#### Dataset content ####

PR #2678, opened 2018-10-25
Fixes #2679 - Reduce the size of HTML sent over network

### LINKED ISSUE #2679: Reduce the size of HTML sent over network
Minifying HTML can improve the network cost while loading a webpage and hence performance improvements! :-)

Anushi1998:
Fixes #2679 Minifying HTML can improve the network cost while loading a webpage and hence performance improvements! :-)

I have not modified the actual HTML file so they are still readable in the source code. `htmlmin` will minify the file that is sent to client.


karlcow:
I propose we close the pull request here for now. :) We can still revive something around this when we have a better idea about the discussion outcome in #2679

PR #2683, opened 2018-10-29
Fixes #2682 - Removes unused markdown-it in issue-list.js

### LINKED ISSUE #2682: Unused markdown-it initialization in issue-list.js
While building my final project I found a part of the code that isn't used anywhere:

https://github.com/webcompat/webcompat.com/blob/fa98afe61f62ed754c27cbde832b320bcec3c887/webcompat/static/js/lib/issue-list.js#L8-L17

marimeireles:
Hi @miketaylr . You think this is valid?
Thanks! :)


marimeireles:
>Ideally in the future we modularize the code and we can make a lot more improvements like this (like, not shipping the markdown-it code at all here (which is lumped in with webcompat.min.js).

I have a surprise at my project then! >:3

PR #2691, opened 2018-10-31
Fixes #2689 - Update minimum node version to 10.13.0

### LINKED ISSUE #2689: Update minimum node version in package.json
Before we merge https://github.com/webcompat/webcompat.com/pull/2685, let's require Node >= 8.6 (because lint-staged requires it).

https://github.com/webcompat/webcompat.com/blob/master/package.json#L14

I just checked out docs, and we say we require the current LTS (which is like 10.13.0), so let's just go ahead and require `>= 10.13.0`

Anushi1998:
Fixes #2689 - Update minimum node version to 10.13.0 because lint-staged requires `Node >= 8.6`

r? @miketaylr

### DIFF
--- a/package.json
+++ b/package.json
@@ -11,7 +11,7 @@
     "url": "https://github.com/webcompat/webcompat.com.git"
   },
   "engines": {
-    "node": ">= 4.x"
+    "node": ">= 10.13.0"
   },
   "dependencies": {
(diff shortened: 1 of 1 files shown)


miketaylr:
Thank you @Anushi1998!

####

* _Problem details_
From the records above, pull every line that carries the word "because".

* _Expected answer_
Before we merge https://github.com/webcompat/webcompat.com/pull/2685, let's require Node >= 8.6 (because lint-staged requires it).
Fixes #2689 - Update minimum node version to 10.13.0 because lint-staged requires `Node >= 8.6`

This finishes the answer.